VC funds are currently receiving money like they were back in the days of the dot-com boom — they are just spending it a lot more carefully this time.
All in all, U.S. VCs raised $41.6 billion in 2016, the biggest pick-up since 2001, according to data out of PitchBook and the National Venture Capital Association. At the same time as the funds were rolling in last year, however, startup investing was slowing markedly — and the number of venture-backed businesses that were acquired or went public dropped to its lowest point in seven years.

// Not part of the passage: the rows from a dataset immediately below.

PR #955, opened 2020-08-12
Update: Create columnFunction for dimension fields

### LINKED ISSUE #921: Normalize fili fields as values to  a `field` parameter

kevinhinterlong:
Resolves #921 

## Description
Currently in request v2, we have no way of selecting the `field` parameter on dimension columns. Since we've made columnFunction generic, we can now link to it from a dimension and create a function for picking from those dimension fields

## Proposed Changes
Create a columnFunction for every unique set of dimension fields and link to them as a `field` parameter on dimensions

## License

### DIFF
--- a/packages/data/addon/models/metadata/dimension.ts
+++ b/packages/data/addon/models/metadata/dimension.ts
@@ -23,7 +23,7 @@ export interface DimensionMetadata extends ColumnMetadata {
 export interface DimensionMetadataPayload extends ColumnMetadataPayload {
   fields?: Field[];
   cardinality?: Cardinality;
-  storageStrategy?: 'loaded' | 'none';
+  storageStrategy?: TODO<'loaded' | 'none' | null>;
 }
 
 export default class DimensionMetadataModel extends ColumnMetadataModel
@@ -133,7 +133,7 @@ export default class DimensionMetadataModel extends ColumnMetadataModel
     return field?.name || this.primaryKeyFieldName;
   }
 
-  storageStrategy?: 'loaded' | 'none';
+  storageStrategy?: TODO<'loaded' | 'none' | null>;
 
   /**
    * @property {Promise} extended - extended metadata for the dimension that isn't provided in initial table fullView metadata load
--- a/packages/data/addon/serializers/metadata/bard.ts
+++ b/packages/data/addon/serializers/metadata/bard.ts
@@ -17,7 +17,6 @@ import {
   INTRINSIC_VALUE_EXPRESSION,
   ColumnFunctionParametersValues
 } from 'navi-data/models/metadata/function-parameter';
-import { bind } from 'lodash-es';
 
 const LOAD_CARDINALITY = config.navi.searchThresholds.contains;
 const MAX_LOAD_CARDINALITY = config.navi.searchThresholds.in;
@@ -38,12 +37,11 @@ type RawColumnPayload = {
   description?: string;
   longName: string;
   category?: string;
-  uri?: string;
 };
 
 export type RawDimensionPayload = RawColumnPayload & {
   datatype: TODO<'text' | 'date'>;
-  storageStrategy?: TODO<'loaded' | 'none' | null>;
+  storageStrategy?: TODO<'loaded' | 'none'>;
   cardinality: number;
   fields: RawDimensionField[];
 };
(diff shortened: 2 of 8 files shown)


packages/data/addon/serializers/metadata/bard.ts
```diff
@@ -283,23 +335,44 @@ export default class BardMetadataSerializer extends EmberObject implements NaviM
...
+   * @param dimensions - raw dimensions
+   * @param dataSourceName - data source name
+   */
+  private normalizeTimeDimensions(
+    table: RawTablePayload,
+    dimensions: RawDimensionPayload[],
+    dataSourceName: string
+  ): TimeDimensionMetadataPayload[] {
+    return this.normalizeDimensions(dimensions, dataSourceName)
+      .filter(d => d.valueType === 'date')
```
jkusa, line 368: Do we have a test that excutes this?

packages/data/addon/serializers/metadata/bard.ts
```diff
@@ -59,31 +65,30 @@ export type RawColumnFunctionArguments = {
...
   name: string;
   longName: string;
-  description: string;
-  category: string;
+  description?: string;
+  category?: string;
 };
 
 export default class BardMetadataSerializer extends EmberObject implements NaviMetadataSerializer {
+  private namespace = '_fili_generated_';
```
jkusa, line 90: This name might give a little more context:
```suggestion
  private namespace = 'normalizer-generated_';
```

packages/data/addon/models/metadata/dimension.ts
```diff
@@ -23,7 +23,7 @@ export interface DimensionMetadata extends ColumnMetadata {
 export interface DimensionMetadataPayload extends ColumnMetadataPayload {
   fields?: Field[];
   cardinality?: Cardinality;
-  storageStrategy?: 'loaded' | 'none';
+  storageStrategy?: TODO<'loaded' | 'none' | null>;
```
jkusa, line 26: Are we planning to come back to this?

packages/data/addon/serializers/metadata/bard.ts
```diff
@@ -13,39 +13,45 @@ import NaviMetadataSerializer, { MetadataPayloadMap, EverythingMetadataPayload }
...
+};
+
+type RawColumnPayload = {
   name: string;
   description?: string;
   longName: string;
-  category: string;
-  storageStrategy: TODO;
+  category?: string;
+  uri?: string;
```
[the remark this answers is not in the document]
kevinhinterlong: It was being used in tests, I'll remove it

packages/data/addon/serializers/metadata/bard.ts
kevinhinterlong: Yep, we see it from this timeDimension
https://github.com/yahoo/navi/blob/c96e5c5404e4fd9d1cc097d4220d15b454809161/packages/data/tests/unit/serializers/metadata/bard-test.ts#L407-L414

packages/data/addon/serializers/metadata/bard.ts
```diff
@@ -113,15 +118,26 @@ export default class BardMetadataSerializer extends EmberObject implements NaviM
 
           // Construct each dimension / time-dimension
           timegrain.dimensions.forEach(dimension => {
-            const { datatype: valueType } = dimension;
-            const accDimensionList = valueType === 'date' ? currentTimeDimensions : currentDimensions;
-            const accTableDimensionList = valueType === 'date' ? tableTimeDimensionIds : tableDimensionIds;
+            const isTimeDimension = dimension.datatype === 'date';
+
+            const normalize = isTimeDimension
+              ? bind(this.normalizeTimeDimensions, this, table) // call function with table partially applied
```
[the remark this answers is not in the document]
kevinhinterlong: Looks like I have to manually specify the types, both this and lodash were using `any`

packages/data/addon/models/metadata/dimension.ts
kevinhinterlong: Maybe. It should at least be better defined because previously we had this as what was returned from fili
https://github.com/yahoo/navi/blob/71325fcfe781aac9bdc20f874437ff9d9bc72d0f/packages/data/addon/serializers/metadata/bard.ts#L29-L39
so `storageStrategy` was always defined, but we also had this
https://github.com/yahoo/navi/blob/c96e5c5404e4fd9d1cc097d4220d15b454809161/packages/data/addon/serializers/metadata/bard.ts#L408

so that's why I'm updating it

The conventional wisdom at this point is that VCs sitting on massive cash reserves are under renewed pressure to get their start-ups acquired or public ASAP — lest they are unable to carry on growing their fundraising among the endowments or pension funds that have poured cash into venture funds in recent years. Last year, 726 venture-backed companies were acquired or went public (and only 39 went public) the report said. Venture firms participated in 8,136 deals, compared with more than 10,000 in 2015 and 2014.
“It starts to hurt your M&A opportunities if there are fewer and fewer public companies,” said Bobby Franklin, the president of the VC trade group. “For the economic well-being of the U.S., we have to make sure we have a healthy entrepreneurial ecosystem.”
But 2017 may bring along with it some high-flying IPOs that could get things started — Snapchat being one high-profile example. Then again — 11 days in, and 2017 isn’t looking all that active just yet. The Bloomberg U.S. Startups Barometer, which tracks fundraising activity and exits by private companies, has fallen 22 percent in the last month.